BEGIN
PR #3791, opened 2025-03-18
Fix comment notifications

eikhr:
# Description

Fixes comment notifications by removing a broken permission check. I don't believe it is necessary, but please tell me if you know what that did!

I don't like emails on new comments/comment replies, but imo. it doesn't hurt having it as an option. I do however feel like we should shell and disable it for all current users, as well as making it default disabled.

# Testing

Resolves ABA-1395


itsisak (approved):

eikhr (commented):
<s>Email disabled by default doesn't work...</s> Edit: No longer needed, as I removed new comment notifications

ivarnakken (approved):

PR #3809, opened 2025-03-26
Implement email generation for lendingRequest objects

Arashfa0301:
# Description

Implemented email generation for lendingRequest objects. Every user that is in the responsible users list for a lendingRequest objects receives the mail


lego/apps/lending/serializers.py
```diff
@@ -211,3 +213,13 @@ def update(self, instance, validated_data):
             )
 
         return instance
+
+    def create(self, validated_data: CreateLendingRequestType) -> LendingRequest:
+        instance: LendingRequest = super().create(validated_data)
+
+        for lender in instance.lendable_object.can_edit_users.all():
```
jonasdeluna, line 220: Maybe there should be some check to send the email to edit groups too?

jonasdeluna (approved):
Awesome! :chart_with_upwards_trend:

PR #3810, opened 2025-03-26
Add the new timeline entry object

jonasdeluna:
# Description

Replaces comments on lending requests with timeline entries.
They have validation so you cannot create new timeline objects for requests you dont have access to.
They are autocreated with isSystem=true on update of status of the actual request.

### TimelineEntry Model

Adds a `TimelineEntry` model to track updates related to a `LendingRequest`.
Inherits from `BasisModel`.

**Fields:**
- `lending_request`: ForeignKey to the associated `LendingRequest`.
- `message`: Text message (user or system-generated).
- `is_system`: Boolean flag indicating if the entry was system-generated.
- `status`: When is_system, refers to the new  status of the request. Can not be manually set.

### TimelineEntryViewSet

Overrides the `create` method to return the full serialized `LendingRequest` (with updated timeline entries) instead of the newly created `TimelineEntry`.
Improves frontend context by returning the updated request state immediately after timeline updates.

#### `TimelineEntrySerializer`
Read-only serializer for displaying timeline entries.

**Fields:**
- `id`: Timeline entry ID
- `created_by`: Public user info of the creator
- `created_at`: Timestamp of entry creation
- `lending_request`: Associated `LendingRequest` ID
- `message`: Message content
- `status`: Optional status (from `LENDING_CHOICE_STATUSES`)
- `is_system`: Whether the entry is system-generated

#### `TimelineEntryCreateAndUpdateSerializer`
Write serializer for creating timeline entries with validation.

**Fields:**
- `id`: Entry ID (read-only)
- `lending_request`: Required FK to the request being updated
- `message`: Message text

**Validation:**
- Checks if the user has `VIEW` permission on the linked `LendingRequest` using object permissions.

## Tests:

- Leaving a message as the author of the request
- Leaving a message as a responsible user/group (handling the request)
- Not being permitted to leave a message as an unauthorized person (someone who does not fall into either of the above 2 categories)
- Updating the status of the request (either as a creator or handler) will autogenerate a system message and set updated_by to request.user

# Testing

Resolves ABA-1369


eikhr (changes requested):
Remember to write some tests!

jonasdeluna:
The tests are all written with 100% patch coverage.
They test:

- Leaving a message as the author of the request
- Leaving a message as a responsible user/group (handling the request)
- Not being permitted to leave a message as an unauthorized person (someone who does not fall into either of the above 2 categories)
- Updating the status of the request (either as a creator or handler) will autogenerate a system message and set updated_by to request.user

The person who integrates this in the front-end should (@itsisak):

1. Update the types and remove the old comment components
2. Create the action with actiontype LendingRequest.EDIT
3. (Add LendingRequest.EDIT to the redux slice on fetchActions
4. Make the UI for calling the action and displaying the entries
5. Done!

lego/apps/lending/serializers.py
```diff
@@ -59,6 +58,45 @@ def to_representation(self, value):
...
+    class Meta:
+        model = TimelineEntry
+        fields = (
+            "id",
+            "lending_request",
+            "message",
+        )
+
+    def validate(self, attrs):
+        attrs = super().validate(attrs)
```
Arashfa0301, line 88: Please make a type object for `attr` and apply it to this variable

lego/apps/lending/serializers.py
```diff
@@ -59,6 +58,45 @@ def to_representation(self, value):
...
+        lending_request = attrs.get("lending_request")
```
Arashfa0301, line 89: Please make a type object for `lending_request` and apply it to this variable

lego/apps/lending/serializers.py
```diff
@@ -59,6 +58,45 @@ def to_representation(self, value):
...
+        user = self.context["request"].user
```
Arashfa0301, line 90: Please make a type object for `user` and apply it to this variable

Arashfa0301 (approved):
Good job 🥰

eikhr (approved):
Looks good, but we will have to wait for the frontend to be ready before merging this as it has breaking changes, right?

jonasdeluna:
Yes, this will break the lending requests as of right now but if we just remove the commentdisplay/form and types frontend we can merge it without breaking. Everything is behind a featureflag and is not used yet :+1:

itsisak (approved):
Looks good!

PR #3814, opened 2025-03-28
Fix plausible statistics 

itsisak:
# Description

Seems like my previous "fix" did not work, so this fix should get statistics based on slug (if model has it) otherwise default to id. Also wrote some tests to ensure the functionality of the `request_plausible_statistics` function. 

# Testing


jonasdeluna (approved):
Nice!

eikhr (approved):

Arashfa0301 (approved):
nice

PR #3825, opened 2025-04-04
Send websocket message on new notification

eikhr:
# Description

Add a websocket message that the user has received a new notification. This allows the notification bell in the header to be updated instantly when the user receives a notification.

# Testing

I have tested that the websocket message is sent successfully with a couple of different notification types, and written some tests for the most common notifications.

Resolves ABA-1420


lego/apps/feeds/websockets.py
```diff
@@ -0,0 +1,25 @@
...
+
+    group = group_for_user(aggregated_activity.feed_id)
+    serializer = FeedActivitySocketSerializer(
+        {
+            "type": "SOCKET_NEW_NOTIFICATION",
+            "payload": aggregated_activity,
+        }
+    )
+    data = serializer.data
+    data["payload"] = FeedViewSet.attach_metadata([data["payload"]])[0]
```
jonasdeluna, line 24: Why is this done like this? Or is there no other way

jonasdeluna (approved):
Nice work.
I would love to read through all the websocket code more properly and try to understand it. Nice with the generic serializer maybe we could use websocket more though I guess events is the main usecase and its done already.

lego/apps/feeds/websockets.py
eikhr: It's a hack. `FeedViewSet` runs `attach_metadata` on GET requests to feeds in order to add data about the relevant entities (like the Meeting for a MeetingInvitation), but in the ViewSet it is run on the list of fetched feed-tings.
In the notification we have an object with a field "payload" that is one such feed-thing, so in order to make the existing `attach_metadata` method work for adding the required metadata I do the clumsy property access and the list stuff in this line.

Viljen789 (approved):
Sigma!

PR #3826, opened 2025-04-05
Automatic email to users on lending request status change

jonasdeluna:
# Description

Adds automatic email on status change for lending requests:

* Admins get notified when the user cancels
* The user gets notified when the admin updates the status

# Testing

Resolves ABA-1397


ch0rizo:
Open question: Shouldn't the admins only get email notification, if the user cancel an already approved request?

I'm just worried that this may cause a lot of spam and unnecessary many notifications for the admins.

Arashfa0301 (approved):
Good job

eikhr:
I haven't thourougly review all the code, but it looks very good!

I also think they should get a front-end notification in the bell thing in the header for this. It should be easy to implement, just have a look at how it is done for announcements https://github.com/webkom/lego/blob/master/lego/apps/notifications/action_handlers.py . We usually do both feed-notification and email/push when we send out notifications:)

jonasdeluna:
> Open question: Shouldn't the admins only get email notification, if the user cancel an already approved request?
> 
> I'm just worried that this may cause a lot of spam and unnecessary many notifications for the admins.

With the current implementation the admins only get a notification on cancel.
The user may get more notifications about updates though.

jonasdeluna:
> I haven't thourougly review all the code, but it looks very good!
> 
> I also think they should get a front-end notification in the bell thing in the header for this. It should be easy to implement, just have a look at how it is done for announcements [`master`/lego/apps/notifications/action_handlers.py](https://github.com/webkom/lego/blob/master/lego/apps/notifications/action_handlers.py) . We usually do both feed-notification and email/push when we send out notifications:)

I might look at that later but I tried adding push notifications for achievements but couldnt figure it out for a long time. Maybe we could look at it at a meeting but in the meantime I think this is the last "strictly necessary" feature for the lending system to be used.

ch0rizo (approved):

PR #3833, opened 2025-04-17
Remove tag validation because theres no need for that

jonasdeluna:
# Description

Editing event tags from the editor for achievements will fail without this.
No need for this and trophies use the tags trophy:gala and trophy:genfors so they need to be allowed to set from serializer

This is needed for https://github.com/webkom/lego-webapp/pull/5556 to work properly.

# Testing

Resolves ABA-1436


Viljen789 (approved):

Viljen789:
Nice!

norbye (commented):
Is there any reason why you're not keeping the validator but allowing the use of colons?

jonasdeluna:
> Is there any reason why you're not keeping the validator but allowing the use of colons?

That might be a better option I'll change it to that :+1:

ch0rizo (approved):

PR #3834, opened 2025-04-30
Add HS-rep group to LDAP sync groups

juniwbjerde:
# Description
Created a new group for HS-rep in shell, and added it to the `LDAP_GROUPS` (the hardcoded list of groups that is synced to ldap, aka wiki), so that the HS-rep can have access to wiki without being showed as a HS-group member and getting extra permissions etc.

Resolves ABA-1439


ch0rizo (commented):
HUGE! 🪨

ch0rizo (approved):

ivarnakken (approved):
END
BEGIN
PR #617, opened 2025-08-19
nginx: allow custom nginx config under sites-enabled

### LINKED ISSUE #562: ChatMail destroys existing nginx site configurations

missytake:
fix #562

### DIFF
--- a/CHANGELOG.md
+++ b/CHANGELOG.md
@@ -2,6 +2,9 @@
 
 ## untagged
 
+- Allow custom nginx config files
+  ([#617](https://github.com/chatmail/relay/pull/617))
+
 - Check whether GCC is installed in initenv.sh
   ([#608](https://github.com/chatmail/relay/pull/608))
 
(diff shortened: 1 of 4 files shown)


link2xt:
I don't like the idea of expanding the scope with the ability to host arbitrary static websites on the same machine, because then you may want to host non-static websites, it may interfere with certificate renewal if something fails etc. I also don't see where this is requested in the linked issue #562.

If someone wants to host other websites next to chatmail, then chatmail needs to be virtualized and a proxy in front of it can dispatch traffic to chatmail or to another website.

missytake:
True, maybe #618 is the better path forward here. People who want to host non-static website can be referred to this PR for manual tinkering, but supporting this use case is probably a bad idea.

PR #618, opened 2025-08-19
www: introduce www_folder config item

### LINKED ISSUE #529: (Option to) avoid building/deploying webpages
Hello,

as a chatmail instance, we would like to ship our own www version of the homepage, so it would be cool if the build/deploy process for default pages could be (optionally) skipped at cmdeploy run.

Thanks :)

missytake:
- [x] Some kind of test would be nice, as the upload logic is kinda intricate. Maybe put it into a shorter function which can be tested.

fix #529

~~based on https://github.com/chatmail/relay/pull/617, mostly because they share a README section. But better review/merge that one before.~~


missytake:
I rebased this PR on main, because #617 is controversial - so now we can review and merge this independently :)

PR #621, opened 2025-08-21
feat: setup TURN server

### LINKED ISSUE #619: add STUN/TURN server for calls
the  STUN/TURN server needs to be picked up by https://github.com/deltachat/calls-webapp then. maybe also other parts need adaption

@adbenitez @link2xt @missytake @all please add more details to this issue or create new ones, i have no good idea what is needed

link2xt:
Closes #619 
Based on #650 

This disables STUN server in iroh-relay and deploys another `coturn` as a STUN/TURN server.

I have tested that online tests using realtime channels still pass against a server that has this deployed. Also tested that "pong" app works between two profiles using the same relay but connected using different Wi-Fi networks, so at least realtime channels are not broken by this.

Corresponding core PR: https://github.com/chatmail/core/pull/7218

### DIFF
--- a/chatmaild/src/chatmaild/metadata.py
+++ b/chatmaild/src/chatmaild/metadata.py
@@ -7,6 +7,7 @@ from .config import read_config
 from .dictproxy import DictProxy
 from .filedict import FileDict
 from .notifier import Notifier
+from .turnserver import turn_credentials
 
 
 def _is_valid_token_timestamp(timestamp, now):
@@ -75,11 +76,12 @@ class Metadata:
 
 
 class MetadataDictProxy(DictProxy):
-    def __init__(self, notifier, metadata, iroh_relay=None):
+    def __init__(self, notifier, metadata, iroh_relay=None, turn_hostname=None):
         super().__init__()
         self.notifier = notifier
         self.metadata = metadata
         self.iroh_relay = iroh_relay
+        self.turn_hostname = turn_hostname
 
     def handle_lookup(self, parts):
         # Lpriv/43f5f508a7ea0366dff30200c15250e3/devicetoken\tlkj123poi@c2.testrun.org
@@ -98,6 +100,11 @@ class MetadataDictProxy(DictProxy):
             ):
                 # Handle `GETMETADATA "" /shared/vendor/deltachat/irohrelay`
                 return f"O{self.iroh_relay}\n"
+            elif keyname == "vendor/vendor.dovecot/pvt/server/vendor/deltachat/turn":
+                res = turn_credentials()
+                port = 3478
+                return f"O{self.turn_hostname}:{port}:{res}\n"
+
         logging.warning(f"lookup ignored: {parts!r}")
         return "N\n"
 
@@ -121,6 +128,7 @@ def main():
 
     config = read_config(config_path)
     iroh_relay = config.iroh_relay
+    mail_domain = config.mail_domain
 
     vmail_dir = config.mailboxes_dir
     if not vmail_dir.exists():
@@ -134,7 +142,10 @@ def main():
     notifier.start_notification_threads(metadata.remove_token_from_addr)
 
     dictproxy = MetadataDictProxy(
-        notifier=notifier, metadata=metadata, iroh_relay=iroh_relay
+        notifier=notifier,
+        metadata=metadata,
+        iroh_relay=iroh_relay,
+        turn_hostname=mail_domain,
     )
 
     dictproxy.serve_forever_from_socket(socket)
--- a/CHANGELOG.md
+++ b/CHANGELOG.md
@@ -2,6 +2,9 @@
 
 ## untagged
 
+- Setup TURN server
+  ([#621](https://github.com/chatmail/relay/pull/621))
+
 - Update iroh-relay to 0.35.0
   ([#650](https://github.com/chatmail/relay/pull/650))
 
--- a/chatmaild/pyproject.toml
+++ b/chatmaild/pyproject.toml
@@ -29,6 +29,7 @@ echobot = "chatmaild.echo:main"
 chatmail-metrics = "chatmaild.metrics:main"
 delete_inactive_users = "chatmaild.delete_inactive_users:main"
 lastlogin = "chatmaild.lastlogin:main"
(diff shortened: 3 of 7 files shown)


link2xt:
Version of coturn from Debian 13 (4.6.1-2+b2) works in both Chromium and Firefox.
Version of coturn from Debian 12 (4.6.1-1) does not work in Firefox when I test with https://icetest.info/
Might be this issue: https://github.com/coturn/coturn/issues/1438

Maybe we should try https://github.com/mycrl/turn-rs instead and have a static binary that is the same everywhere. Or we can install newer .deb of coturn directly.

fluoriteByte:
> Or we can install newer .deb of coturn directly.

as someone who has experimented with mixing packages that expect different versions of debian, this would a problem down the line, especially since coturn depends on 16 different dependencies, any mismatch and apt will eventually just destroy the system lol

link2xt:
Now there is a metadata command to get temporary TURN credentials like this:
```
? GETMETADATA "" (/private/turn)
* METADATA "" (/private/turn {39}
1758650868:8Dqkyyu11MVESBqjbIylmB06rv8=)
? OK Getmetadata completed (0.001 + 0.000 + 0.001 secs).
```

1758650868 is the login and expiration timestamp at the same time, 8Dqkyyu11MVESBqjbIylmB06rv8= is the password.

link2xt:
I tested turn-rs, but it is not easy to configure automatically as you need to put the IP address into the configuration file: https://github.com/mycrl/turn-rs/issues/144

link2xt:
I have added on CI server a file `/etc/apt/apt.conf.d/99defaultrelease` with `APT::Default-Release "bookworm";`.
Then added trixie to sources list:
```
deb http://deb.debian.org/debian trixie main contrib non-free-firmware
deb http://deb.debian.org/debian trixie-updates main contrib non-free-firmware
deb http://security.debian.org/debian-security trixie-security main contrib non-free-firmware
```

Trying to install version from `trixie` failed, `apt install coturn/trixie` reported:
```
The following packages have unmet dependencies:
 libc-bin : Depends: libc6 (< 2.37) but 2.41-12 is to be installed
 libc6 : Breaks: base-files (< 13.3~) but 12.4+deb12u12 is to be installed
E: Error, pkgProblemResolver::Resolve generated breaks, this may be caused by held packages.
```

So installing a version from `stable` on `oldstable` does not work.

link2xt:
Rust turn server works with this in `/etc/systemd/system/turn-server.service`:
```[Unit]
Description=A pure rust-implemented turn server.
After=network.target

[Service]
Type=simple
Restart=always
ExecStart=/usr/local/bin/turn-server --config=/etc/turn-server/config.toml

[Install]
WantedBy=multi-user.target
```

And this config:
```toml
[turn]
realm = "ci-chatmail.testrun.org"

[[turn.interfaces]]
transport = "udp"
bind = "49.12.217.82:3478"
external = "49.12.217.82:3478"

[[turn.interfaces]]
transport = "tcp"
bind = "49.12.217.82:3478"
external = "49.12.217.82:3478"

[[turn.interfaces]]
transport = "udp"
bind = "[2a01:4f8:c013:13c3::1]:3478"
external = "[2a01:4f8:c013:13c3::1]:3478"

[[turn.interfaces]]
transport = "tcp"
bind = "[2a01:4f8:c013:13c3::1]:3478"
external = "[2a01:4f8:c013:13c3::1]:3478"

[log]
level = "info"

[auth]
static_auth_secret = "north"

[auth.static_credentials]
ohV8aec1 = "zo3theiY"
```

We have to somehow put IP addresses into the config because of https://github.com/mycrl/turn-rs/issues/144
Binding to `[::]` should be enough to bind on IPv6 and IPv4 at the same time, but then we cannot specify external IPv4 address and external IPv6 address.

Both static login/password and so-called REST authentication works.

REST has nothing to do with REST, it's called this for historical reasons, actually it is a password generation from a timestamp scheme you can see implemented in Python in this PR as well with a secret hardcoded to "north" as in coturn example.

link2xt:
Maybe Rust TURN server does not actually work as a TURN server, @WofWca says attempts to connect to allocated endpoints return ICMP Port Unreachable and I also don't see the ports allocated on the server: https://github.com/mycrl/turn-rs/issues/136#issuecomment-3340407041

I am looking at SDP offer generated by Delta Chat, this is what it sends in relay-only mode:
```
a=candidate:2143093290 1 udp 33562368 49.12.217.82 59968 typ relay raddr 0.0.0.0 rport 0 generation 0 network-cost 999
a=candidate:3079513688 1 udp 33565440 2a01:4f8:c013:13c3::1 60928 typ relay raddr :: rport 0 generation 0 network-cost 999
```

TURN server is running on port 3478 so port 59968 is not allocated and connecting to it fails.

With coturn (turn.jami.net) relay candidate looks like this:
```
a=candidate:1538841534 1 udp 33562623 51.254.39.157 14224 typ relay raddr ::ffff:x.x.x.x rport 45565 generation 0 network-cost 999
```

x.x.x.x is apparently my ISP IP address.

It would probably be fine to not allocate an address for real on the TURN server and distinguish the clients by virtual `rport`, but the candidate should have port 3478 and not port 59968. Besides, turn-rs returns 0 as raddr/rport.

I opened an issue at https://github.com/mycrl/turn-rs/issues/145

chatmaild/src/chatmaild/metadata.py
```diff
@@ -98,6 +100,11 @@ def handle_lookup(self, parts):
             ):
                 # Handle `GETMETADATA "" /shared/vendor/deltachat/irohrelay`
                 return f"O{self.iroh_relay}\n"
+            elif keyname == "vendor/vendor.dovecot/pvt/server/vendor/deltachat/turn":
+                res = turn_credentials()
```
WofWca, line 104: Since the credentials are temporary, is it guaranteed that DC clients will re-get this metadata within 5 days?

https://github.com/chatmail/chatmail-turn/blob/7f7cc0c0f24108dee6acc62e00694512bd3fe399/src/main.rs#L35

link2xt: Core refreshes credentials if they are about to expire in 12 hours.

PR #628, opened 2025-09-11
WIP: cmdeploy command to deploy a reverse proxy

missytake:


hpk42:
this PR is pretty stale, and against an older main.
END
Work instructions:
Repeat, word for word, the lines above between the line holding "-98,6 +100,11 @@ class" and the line holding "mail_domain = config.mail_domain", inclusive; omit everything else.

Exercise answer:
@@ -98,6 +100,11 @@ class MetadataDictProxy(DictProxy):
             ):
                 # Handle `GETMETADATA "" /shared/vendor/deltachat/irohrelay`
                 return f"O{self.iroh_relay}\n"
+            elif keyname == "vendor/vendor.dovecot/pvt/server/vendor/deltachat/turn":
+                res = turn_credentials()
+                port = 3478
+                return f"O{self.turn_hostname}:{port}:{res}\n"
+
         logging.warning(f"lookup ignored: {parts!r}")
         return "N\n"
 
@@ -121,6 +128,7 @@ def main():
 
     config = read_config(config_path)
     iroh_relay = config.iroh_relay
+    mail_domain = config.mail_domain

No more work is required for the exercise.